== Segment start ==

PR #146, opened 2020-01-13
Goodbye vtables

randomPoison:
This PR removes support for vtable serialization.

In doing so I also found a bug with how strings and bytes are handled during serialization. We were directly calling `Schema_AddBytes`, which doesn't actually copy the bytes data. We hadn't run into issues with this before because storing the component data in a user handle effectively addressed the lifetime issues, but once I removed vtable support some of the serialization tests started failing because strings were getting corrupted. I updated the serialization logic to allocate a separate buffer to copy the raw bytes into, similar to how adding primitive lists is handled.

Additional changes:

* Implemented `Clone` for owned schema data types (i.e. `Owned<T>`), and made it possible to clone a borrowed schema data object into an owned one (i.e. going from `&T` to `Owned<T>`).
* Simplified some of the test cases and improved the error messages.
* Re-implemented `Entity` to directly use `Owned<SchemaComponentData>` to store pre-serialized component data. This, in addition to removing vtables, removed the need for any unsafe code in `Entity`.
* Removed `RawEntity` and changed `Entity::raw_component_data` to return a `Vec<Worker_ComponentData>` directly.


spatialos-sdk/src/worker/connection.rs
```diff
@@ -424,8 +425,10 @@ impl Connection for WorkerConnection {
             reserved: ptr::null_mut(),
             component_id: C::ID,
             command_index,
-            schema_type: ptr::null_mut(),
-            user_handle: vtable::handle_allocate(request),
+            // TODO: Do we need to free the `Schema_CommandRequest` object at this point? Or will
+            // the SDK handle that for us?
```
jamiebrynes7: I believe the SDK handles that for you

spatialos-sdk/src/worker/entity.rs
```diff
@@ -26,114 +25,56 @@ impl Entity {
...
-    }
+            .iter_mut()
+            .map(|(&component_id, data)| Worker_ComponentData {
+                component_id,
 
-    pub(crate) fn raw_component_data(&self) -> RawEntity {
-        RawEntity::new(self.components.values())
+                // TODO: Why does this require a `*mut Schema_ComponentData`? Is there any actual
+                // chance that the underlying data will be mutated? Would it be safe for us to use
+                // `as_ptr` and cast it to a `*mut`?
```
jamiebrynes7: cc @dgavedissian ?

test-suite/src/snapshot_integration_tests.rs
```diff
@@ -22,42 +22,49 @@ pub fn writing_invalid_entity_returns_error() {
...
-            .expect("Error");
+            .expect("Failed to create `SnapshotOutputStream`")
+            .write_entity(EntityId::new(1), &mut entity)
+            .expect("Failed to write entity to snapshot");
     }
 
     {
-        let mut snapshot = SnapshotInputStream::new(snapshot_path).expect("Error");
+        let mut snapshot = SnapshotInputStream::new(snapshot_path)
+            .expect("Failed to create `SnapshotInputStream`");
```
jamiebrynes7: Honestly embarrassed by these previous "error" messages 😬

randomPoison: Hey, I'm just happy that you wrote the tests in the first place! I wouldn't have caught the error if we didn't have some tests in place 😁

spatialos-sdk/src/worker/connection.rs
randomPoison: Excellent, that's what I had hoped! I've removed those comments.

dgavedissian:
Planning on reviewing this sometime today

spatialos-sdk/src/worker/entity.rs
dgavedissian: Sorry, I'm not sure what this comment is referring to exactly?

randomPoison: For a little bit better context:

```rust
Worker_ComponentData {
    component_id,

    // TODO: Why does this require a `*mut Schema_ComponentData`? Is there any actual
    // chance that the underlying data will be mutated? Would it be safe for us to use
    // `as_ptr` and cast it to a `*mut`?
    schema_type: data.as_ptr_mut(),

    ..Default::default()
}
```

`Worker_ComponentData::schema_type` is a `*mut Schema_ComponentData`, which means that `Entity::raw_component_data` needs to take `&mut self`. This seems odd, since in practice it doesn't seem like there's any reason why that data would actually be mutated. My assumption is that `Worker_ComponentData` is also used in cases where the value of `schema_type` *will* be mutated (e.g. vtable serialization), so the pointer has to be a `*mut`.

In practice, would it be safe to instead do `data.as_ptr() as *mut _`? For that to be the case, the SDK would have to not actually mutate the schema data. I thin the functions where we're passing this data are `Worker_Connection_SendCreateEntityRequest` and `Worker_SnapshotOutputStream_WriteEntity`.

randomPoison: The more I think about it, the more confident that I feel that it should be safe to do `data.as_ptr() as *mut _`. I'm going to make that change now, but I'll hold off on merging until @dgavedissian can confirm.

dgavedissian: Note that in general, if you pass a `Schema_Whatever*` to a C API function, that function is actually going to take ownership over that data and free it when it's done with it. I haven't looked at the API in a while, but I believe that's the reason it's a mutable pointer.

See the following:
```
/**
 * Requests SpatialOS to create an entity. If components[i].schema_type is set, ownership is
 * transferred to the SDK, and components[i].schema_type is set to NULL. If
 * components[i].schema_type is NULL and components[i].user_handle is set, the entity data is
 * serialized immediately using the corresponding vtable serialize function.
 *
 * Returns Worker_RequestId -1 if the component is not registered and the default vtable is
 * not found.
 */
WORKER_API Worker_RequestId Worker_Connection_SendCreateEntityRequest(
    Worker_Connection* connection, uint32_t component_count, Worker_ComponentData* components,
    const Worker_EntityId* entity_id, const uint32_t* timeout_millis);
```

spatialos-sdk/src/worker/entity.rs
```diff
@@ -26,114 +25,70 @@ impl Entity {
...
+    ///
+    /// # Safety
+    ///
+    /// * The returned `Worker_ComponentData` objects borrow the serialized schema data from the
+    ///   `Entity`, and so cannot be used safely once the `Entity` is dropped.
+    /// * The returned `Worker_ComponentData` objects should only be used with C API functions that
+    ///   will not mutate the objects pointed to by the `schema_type` fields. In particular, this
+    ///   should be safe to use with `Worker_Connection_SendCreateEntityRequest` and
+    ///   `Worker_SnapshotOutputStream_WriteEntity`.
+    pub(crate) fn raw_component_data(&self) -> Vec<Worker_ComponentData> {
```
dgavedissian: Actually, you'll probably want to make this function bind to `self` rather than `&self` and relinquish ownership of the data, as that is the documented semantics for `Schema_*` objects (which is actually different to vtable based user handles - sorry).

dgavedissian: To preserve the existing behaviour, you could also add a `clone` function to `Entity` if it doesn't exist already after doing the change above, then change:
```
entity.raw_component_data()
```
to
```
entity.clone().raw_component_data()
```
in places where we call the C API.

jamiebrynes7: Alternatively, `raw_component_data()` could deep copy the schema data since there are built in schema functions for those sorts of things

spatialos-sdk/src/worker/entity.rs
randomPoison: Ah, excellent! I was looking for comments along that line explaining what would happening to `schema_type`, but I was looking in the wrong place (looking in the struct definition rather than the the function definition).

spatialos-sdk/src/worker/entity.rs
randomPoison: I like the plan of changing it to take `self` and implement `Clone` (which I _think_ I already did). That feels more idiomatic to me, in that you only pay the cost of deep-copying the data if you need to.

randomPoison: I've renamed the function to `into_raw()` and updated the comments to reflect the nuances of the new API 😎

spatialos-sdk/src/worker/entity.rs
randomPoison: Per your suggestion below, this comment is no longer necessary as we're now using `into_raw()` on the `SchemaComponentData` to get a `*mut Schema_ComponentData` :tada:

== Segment end ==

Activity » Please copy out each line in the entries that mentions the string "RawEntity".

Answer to the exercise »
* Removed `RawEntity` and changed `Entity::raw_component_data` to return a `Vec<Worker_ComponentData>` directly.
-    pub(crate) fn raw_component_data(&self) -> RawEntity {
-        RawEntity::new(self.components.values())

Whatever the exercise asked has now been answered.